2006年7月 5日アーカイブ

 ある日思い立って、入間に来た。これは埼玉を知るための旅であり、時間があくと突発的に敢行する。そして第一の目的、『繁田醤油』を見学。いろいろ醤油蔵などみて、「この辺にお昼を食べられそうな店ありませんか?」とたずねて、『繁田醤油』の方が息を切らせて、わざわざ連れていってくれたのが『つきじ』である。
 たどり着いたらそこはまったくの住宅地。新築の店に使い込んだ紺色の暖簾。白抜きで「手打 うどん つきじ」とある。この古い暖簾は新築前の店で使っていたものだろう。ここで使われている器類も古い使い込んだもので思った以上に老舗なのだろう。

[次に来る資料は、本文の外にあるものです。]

PR #2335, opened 2025-01-24
Create abuse_google_shortlinks_services.yml

zoomequipd:
# Description

Add coverage for abuse of subdomains of `g.co` to send messages from google which lend credibility to actors.

### DIFF
--- a/detection-rules/abuse_google_shortlinks_services.yml
+++ b/detection-rules/abuse_google_shortlinks_services.yml
@@ -1,0 +1,29 @@
+name: "Google Services Using G.co Shortlinks"
+description: "Identifies messages from authenticated Google domains containing g.co shortened URLs with a subdomain in either the message body links or thread text."
+references: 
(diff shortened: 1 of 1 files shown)


zoomequipd:
No telemetry data available. 

I'm still fine getting this rule deployed. If it does match a message, it's very likely abuse of some sort. Though if we see FPs for some reason, I wouldn't be afraid to disable the rule outright based on Google taking action to ensure the path of abuse is eliminated.

https://www.theregister.com/2025/01/27/google_confirms_action_taken_to/

> A Google spokesperson told The Register: "We've suspended the account behind this scam, which abused an unverified Workspace account to send these misleading emails. 
> 
> "We have not seen evidence that this is a wide-scale tactic, but we are hardening our defenses against abusers leveraging g.co references at sign-up to further protect users."

morriscode (approved):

 店内に入ると左手に4人がけのテーブル2つ、奥に座敷があり、右手に厨房。厨房との境にカウンターがあって、ここに天ぷらの入ったバット。そこに箸が添えられて「天ぷら一つ50円」とあり、春菊、かき揚げ、ごぼう天、ナスなどがある。
 メニューは「きつね」、「たぬき」もあり、もりもある。どれも魅力的だが埼玉ということでやはり「肉汁うどん」にする。この「肉汁うどん」は埼玉ならではの茹であげた温かい、また冷たいうどんの食べ方である。
 出てきたものは地粉を使った薄墨色のうどんがどんぶりにこんもりとあり、右手の椀に汁、これに薬味でワカメとネギ、すりゴマがつく。面白いのは前回飯能で食べた「古久や」でもそうだが、うどんがどんぶりに入っている。きっと、このどんぶりは温かいタヌキでもかけでも使われるものだろう。
 この汁に豚肉(牛肉の場合もあるのかな?)、ネギがたっぷり入っている。汁はたぶん、さば節、昆布の出汁にしょうゆ味、みりん、それに肉の旨味が加わって濃厚である。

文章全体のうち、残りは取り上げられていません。